■ Aim of the exercise:
Return every line from the records below in which the word "currently" is found.

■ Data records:
· · · · · · ·
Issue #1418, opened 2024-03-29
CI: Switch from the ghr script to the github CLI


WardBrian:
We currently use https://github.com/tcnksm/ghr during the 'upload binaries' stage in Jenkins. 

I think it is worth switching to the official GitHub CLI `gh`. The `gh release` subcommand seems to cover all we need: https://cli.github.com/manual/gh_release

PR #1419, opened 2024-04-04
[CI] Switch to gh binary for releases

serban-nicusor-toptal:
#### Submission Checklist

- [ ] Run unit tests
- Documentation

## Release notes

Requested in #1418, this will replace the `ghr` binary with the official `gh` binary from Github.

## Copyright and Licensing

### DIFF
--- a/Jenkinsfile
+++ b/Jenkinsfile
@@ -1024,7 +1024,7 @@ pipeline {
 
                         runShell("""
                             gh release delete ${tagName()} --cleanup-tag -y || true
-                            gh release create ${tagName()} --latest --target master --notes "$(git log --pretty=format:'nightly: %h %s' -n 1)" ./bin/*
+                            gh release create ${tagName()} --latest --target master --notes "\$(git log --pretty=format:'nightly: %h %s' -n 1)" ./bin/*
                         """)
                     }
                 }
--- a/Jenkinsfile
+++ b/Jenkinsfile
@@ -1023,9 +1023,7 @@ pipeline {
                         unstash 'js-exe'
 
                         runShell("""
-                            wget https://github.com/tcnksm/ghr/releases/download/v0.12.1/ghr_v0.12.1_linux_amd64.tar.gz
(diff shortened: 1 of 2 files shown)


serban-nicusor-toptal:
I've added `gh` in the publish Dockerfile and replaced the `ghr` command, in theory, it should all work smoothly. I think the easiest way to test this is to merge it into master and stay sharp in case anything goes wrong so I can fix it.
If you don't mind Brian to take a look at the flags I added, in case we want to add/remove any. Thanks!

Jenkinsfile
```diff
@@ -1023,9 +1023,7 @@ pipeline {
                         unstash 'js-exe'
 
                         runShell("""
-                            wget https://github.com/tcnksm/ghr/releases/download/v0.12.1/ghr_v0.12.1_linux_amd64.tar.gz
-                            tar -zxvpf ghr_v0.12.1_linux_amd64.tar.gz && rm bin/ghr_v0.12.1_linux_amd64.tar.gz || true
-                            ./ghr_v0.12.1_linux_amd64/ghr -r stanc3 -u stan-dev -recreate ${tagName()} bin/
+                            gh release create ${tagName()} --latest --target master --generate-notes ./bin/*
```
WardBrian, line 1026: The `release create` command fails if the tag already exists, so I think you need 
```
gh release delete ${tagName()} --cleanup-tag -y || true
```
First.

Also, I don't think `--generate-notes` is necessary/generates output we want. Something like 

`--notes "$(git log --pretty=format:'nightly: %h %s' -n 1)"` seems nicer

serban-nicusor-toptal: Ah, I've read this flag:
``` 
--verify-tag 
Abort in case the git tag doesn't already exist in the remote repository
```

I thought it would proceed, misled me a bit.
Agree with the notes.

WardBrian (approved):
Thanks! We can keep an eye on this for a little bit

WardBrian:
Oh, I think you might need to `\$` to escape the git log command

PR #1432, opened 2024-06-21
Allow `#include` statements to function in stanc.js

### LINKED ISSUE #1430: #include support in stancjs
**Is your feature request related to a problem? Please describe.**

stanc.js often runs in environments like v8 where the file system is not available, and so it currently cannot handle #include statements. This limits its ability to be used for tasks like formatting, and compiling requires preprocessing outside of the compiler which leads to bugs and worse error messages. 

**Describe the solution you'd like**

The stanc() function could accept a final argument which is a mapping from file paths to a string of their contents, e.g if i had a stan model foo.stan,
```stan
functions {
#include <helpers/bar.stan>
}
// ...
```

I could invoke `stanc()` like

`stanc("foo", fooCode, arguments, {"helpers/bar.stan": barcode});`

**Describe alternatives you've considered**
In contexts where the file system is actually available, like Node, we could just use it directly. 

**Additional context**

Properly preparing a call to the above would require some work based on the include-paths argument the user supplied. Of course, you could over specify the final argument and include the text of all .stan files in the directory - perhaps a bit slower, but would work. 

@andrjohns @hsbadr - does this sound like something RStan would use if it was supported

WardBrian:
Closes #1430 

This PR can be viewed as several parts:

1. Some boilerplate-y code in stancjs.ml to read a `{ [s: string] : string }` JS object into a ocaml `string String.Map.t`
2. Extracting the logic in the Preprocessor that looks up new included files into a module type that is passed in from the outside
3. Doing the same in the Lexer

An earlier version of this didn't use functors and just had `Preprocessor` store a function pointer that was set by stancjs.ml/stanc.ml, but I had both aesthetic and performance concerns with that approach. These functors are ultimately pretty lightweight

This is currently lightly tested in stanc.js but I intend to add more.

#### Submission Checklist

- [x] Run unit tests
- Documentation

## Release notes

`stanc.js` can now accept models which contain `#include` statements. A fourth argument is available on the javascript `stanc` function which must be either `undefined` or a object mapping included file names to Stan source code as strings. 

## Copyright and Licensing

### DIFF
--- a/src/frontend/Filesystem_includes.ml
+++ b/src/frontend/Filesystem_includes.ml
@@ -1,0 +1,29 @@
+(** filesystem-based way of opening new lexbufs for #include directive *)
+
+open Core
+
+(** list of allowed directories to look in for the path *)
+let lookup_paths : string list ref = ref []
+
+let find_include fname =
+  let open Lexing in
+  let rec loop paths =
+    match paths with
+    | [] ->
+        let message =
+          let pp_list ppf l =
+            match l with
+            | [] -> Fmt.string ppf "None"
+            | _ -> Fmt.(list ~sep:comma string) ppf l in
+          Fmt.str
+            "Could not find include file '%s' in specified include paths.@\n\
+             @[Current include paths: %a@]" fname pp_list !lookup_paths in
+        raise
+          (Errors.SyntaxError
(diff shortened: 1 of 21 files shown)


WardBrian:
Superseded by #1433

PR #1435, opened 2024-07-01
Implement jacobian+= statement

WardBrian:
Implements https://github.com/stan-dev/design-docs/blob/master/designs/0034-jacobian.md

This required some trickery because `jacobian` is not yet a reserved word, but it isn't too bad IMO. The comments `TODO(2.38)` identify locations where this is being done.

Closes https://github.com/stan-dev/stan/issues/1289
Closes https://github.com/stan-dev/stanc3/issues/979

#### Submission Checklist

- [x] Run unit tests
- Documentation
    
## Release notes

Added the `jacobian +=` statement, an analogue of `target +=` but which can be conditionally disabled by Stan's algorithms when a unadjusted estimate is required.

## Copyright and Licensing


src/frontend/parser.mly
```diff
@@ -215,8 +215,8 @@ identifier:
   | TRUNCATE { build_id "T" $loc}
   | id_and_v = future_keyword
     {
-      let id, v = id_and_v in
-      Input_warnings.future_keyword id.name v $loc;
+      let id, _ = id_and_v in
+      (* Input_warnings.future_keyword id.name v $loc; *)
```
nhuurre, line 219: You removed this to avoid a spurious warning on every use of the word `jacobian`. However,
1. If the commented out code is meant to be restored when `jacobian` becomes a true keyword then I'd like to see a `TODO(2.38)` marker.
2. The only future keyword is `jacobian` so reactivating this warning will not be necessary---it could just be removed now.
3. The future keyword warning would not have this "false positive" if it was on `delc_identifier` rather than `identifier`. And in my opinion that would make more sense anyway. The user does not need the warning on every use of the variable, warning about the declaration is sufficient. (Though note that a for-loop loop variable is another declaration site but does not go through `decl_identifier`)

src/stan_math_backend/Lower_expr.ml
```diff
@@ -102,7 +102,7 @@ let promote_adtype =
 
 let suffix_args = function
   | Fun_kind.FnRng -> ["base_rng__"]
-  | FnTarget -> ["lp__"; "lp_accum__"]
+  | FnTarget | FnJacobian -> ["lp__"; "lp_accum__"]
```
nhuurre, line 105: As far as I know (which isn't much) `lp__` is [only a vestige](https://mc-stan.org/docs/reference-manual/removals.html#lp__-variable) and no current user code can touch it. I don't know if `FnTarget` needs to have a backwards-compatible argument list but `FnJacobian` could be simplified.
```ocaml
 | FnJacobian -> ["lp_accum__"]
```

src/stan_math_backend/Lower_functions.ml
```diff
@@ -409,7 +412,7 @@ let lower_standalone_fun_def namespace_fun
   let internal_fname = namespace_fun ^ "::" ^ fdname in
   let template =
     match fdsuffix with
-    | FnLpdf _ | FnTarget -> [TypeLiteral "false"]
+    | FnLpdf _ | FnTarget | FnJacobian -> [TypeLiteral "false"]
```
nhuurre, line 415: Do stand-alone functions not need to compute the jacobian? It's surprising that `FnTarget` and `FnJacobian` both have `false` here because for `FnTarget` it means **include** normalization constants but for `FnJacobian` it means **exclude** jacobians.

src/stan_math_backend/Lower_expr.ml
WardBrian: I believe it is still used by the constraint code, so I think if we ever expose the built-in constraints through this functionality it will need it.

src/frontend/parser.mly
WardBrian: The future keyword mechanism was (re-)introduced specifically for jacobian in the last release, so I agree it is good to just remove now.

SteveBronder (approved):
· · · · · · ·
■ Result for this task:
We currently use https://github.com/tcnksm/ghr during the 'upload binaries' stage in Jenkins. 
stanc.js often runs in environments like v8 where the file system is not available, and so it currently cannot handle #include statements. This limits its ability to be used for tasks like formatting, and compiling requires preprocessing outside of the compiler which leads to bugs and worse error messages. 
This is currently lightly tested in stanc.js but I intend to add more.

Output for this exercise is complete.